[Start of Attachment]
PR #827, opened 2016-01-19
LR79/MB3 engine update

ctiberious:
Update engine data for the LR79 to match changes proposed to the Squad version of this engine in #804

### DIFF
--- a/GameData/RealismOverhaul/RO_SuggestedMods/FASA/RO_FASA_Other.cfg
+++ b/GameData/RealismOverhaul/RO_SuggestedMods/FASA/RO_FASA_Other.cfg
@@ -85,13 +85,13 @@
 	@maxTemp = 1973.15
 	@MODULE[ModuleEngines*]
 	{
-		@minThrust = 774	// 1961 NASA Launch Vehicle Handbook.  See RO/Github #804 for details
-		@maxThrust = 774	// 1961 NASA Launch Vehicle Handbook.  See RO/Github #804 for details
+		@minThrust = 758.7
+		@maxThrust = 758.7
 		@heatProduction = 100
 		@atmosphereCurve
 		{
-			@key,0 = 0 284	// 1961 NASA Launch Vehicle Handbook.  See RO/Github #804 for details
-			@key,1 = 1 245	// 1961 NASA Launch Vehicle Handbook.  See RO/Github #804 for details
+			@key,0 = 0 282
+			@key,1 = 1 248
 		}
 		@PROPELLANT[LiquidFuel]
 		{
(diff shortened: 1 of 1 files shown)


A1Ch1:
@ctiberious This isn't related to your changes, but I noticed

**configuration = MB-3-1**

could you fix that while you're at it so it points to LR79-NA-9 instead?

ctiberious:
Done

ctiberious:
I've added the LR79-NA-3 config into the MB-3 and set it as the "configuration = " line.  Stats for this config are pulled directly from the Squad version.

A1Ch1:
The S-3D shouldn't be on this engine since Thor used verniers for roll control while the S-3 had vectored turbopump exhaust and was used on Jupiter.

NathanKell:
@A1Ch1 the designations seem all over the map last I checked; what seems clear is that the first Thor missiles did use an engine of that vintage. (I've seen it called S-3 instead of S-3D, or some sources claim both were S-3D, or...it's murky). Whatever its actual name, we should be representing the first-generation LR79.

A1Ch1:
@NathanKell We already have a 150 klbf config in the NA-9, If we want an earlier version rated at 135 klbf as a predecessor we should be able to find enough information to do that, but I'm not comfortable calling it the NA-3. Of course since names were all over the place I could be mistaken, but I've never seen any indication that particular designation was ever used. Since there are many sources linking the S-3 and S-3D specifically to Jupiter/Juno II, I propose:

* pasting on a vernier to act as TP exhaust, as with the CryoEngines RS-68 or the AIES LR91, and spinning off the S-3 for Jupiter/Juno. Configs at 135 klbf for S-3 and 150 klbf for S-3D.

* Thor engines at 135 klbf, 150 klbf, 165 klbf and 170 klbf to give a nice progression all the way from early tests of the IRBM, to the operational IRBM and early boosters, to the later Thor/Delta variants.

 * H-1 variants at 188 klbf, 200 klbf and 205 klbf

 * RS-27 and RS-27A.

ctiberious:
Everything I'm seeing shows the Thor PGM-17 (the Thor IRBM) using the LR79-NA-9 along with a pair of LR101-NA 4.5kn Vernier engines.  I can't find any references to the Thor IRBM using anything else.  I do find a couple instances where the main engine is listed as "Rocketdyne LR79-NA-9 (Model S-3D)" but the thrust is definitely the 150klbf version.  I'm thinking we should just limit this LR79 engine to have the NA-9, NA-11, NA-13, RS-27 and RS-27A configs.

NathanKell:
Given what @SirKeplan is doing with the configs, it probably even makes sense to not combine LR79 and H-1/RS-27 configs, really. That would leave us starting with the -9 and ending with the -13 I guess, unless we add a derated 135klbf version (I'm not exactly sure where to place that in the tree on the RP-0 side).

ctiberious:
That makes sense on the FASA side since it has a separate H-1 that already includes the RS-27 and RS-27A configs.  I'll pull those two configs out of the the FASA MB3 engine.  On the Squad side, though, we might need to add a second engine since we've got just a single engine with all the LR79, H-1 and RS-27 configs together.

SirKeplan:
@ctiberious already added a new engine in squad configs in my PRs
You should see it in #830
[End of Attachment]
YOUR INSTRUCTIONS → Check each line of the material for the word "sources". Copy the ones that have it.

EXERCISE ANSWER →
@A1Ch1 the designations seem all over the map last I checked; what seems clear is that the first Thor missiles did use an engine of that vintage. (I've seen it called S-3 instead of S-3D, or some sources claim both were S-3D, or...it's murky). Whatever its actual name, we should be representing the first-generation LR79.
@NathanKell We already have a 150 klbf config in the NA-9, If we want an earlier version rated at 135 klbf as a predecessor we should be able to find enough information to do that, but I'm not comfortable calling it the NA-3. Of course since names were all over the place I could be mistaken, but I've never seen any indication that particular designation was ever used. Since there are many sources linking the S-3 and S-3D specifically to Jupiter/Juno II, I propose:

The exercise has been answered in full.